The ten best first novels of the new school year

The ten best first novels of the new school year

Posted Oct 3, 2022 9:01 AM

Sarah Jollien-Fardel, Claire Baglin, Corentin Durand, Guillaume Lebrun, Philippe Dumont, Maria Larrea, Catherine Logean, Polina Panassenko, Luc Vezin, Anthony Passeron: ten new feathers to discover.

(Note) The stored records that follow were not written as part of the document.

PR #464, opened 2025-05-01
fix: enforce quorum registration on churn

ypatil12:
**Motivation:**

It is possible to break the `maxOperatorCount` invariant by doing the following:

Let's assume there are two quorums, 1 and 2, with a `maxOperatorCount` of 2. 

1. Alice & Bob register for quorum 1
2. Bob registers for quorum 2
3. Bob deregisters from quorum 1, Charlie enters
4. Quorum 1 Members: Alice/Charlie. Quorum 2 members: Bob
5. Eve creates a churn registration that exits Bob.  Quorum 1 has 3 members. This works just fine since we allow a churn to occur if the `operatorToKick` is registered to the AVS (not the quorum): https://github.com/Layr-Labs/eigenlayer-middleware/blob/f5adbcac55d9336cd646ce71bc467aa7e20f1a12/src/SlashingRegistryCoordinator.sol#L405-L408

Although this assumes that the `churnApprover` is buggy, we should still be enforcing that you are churning a user if they are registered for the quorum. 

**Modifications:**

Require that the `operatorToKick` is registered for the quorum. 

**Result:**

Stricter churn guarantees.

### DIFF
--- a/src/SlashingRegistryCoordinator.sol
+++ b/src/SlashingRegistryCoordinator.sol
@@ -705,8 +705,11 @@ contract SlashingRegistryCoordinator is
         bytes32 idToKick = _operatorInfo[operatorToKick].operatorId;
         require(newOperator != operatorToKick, CannotChurnSelf());
         require(kickParams.quorumNumber == quorumNumber, QuorumOperatorCountMismatch());
+
+        uint192 quorumBitmap;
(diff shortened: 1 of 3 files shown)


wadealexc (approved):
LGTM

PR #474, opened 2025-05-07
fix: remove stale stakes flag

ypatil12:
**Motivation:**

The stale stakes flag is buggy since it doesn't properly get the `quorumUpdateBlockNumber` in the given range. The fix is to add checkpointed storage for the latest quorum update block number. Since we are moving towards a cert-verifier world, it's simpler to remove this feature rather than ship checkpointed storage OR broken code. 

**Modifications:**

Removed `staleStakesForbidden`. 

**Result:**

Cleaner code


wadealexc (approved):

ypatil12:
Note: Storage checker failing due to changing the naming of `staleStakesForbidden` to be deprecated. This is OK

“His Favorite” by Sarah Jollen-Fardel

Child born in a “rustic” village of Valais, the heroine of Sarah Jollen-Fardel was never quiet. With “fear as a compass” for the first fifteen years of an existence that unfolds in daily terror. Like her mother and her older sister, she has to deal with the uncontrollable violence of a truck driver father. Learn little by little to come out of your shell, to build yourself, to discover tenderness. Impossible mission ?

Sabine Wespieser editor, 205 pages, 20 euros.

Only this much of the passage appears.